## Data supplied
PR #632, opened 2016-11-26
Exclude hook state definition explicitly

WeiZhang555:
Hook State data is passed from runtime to hook, the data structure isn't
defined in spec, and we should clearly clarify this in case reader keeps
trying to find the definition from here.

Signed-off-by: Zhang Wei <zhangwei555@huawei.com>

### DIFF
--- a/config.md
+++ b/config.md
@@ -324,6 +324,7 @@ Presently there are `Prestart`, `Poststart` and `Poststop`.
 Hooks allow one to run programs before/after various lifecycle events of the container.
 Hooks MUST be called in the listed order.
 The state of the container is passed to the hooks over stdin, so the hooks could get the information they need to do their work.
+The container state data format is defined by various runtime implementations, and is not included in this specification.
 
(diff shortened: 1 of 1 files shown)


config.md
```diff
@@ -324,6 +324,7 @@ Presently there are `Prestart`, `Poststart` and `Poststop`.
 Hooks allow one to run programs before/after various lifecycle events of the container.
 Hooks MUST be called in the listed order.
 The state of the container is passed to the hooks over stdin, so the hooks could get the information they need to do their work.
+The container state data format is defined by various runtime implementations, and is not included in this specification.
```
WeiZhang555: Ouch, my mistake. I searched the https://github.com/opencontainers/runtime-spec/blob/master/specs-go/config.go and didn't find the hook state definition, so I thought it would be a runtime specific field and we never defined this in specs, it turns out to be here: https://github.com/opencontainers/runtime-spec/blob/master/specs-go/state.go

I'll revoke this and send an opposite PR to add definition of Hook State in this spec later.

Sorry for my misread~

## Work item
Provide an exact transcription of every entry above.

## Problem solution
PR #632, opened 2016-11-26
Exclude hook state definition explicitly

WeiZhang555:
Hook State data is passed from runtime to hook, the data structure isn't
defined in spec, and we should clearly clarify this in case reader keeps
trying to find the definition from here.

Signed-off-by: Zhang Wei <zhangwei555@huawei.com>

### DIFF
--- a/config.md
+++ b/config.md
@@ -324,6 +324,7 @@ Presently there are `Prestart`, `Poststart` and `Poststop`.
 Hooks allow one to run programs before/after various lifecycle events of the container.
 Hooks MUST be called in the listed order.
 The state of the container is passed to the hooks over stdin, so the hooks could get the information they need to do their work.
+The container state data format is defined by various runtime implementations, and is not included in this specification.
 
(diff shortened: 1 of 1 files shown)


config.md
```diff
@@ -324,6 +324,7 @@ Presently there are `Prestart`, `Poststart` and `Poststop`.
 Hooks allow one to run programs before/after various lifecycle events of the container.
 Hooks MUST be called in the listed order.
 The state of the container is passed to the hooks over stdin, so the hooks could get the information they need to do their work.
+The container state data format is defined by various runtime implementations, and is not included in this specification.
```
WeiZhang555: Ouch, my mistake. I searched the https://github.com/opencontainers/runtime-spec/blob/master/specs-go/config.go and didn't find the hook state definition, so I thought it would be a runtime specific field and we never defined this in specs, it turns out to be here: https://github.com/opencontainers/runtime-spec/blob/master/specs-go/state.go

I'll revoke this and send an opposite PR to add definition of Hook State in this spec later.

Sorry for my misread~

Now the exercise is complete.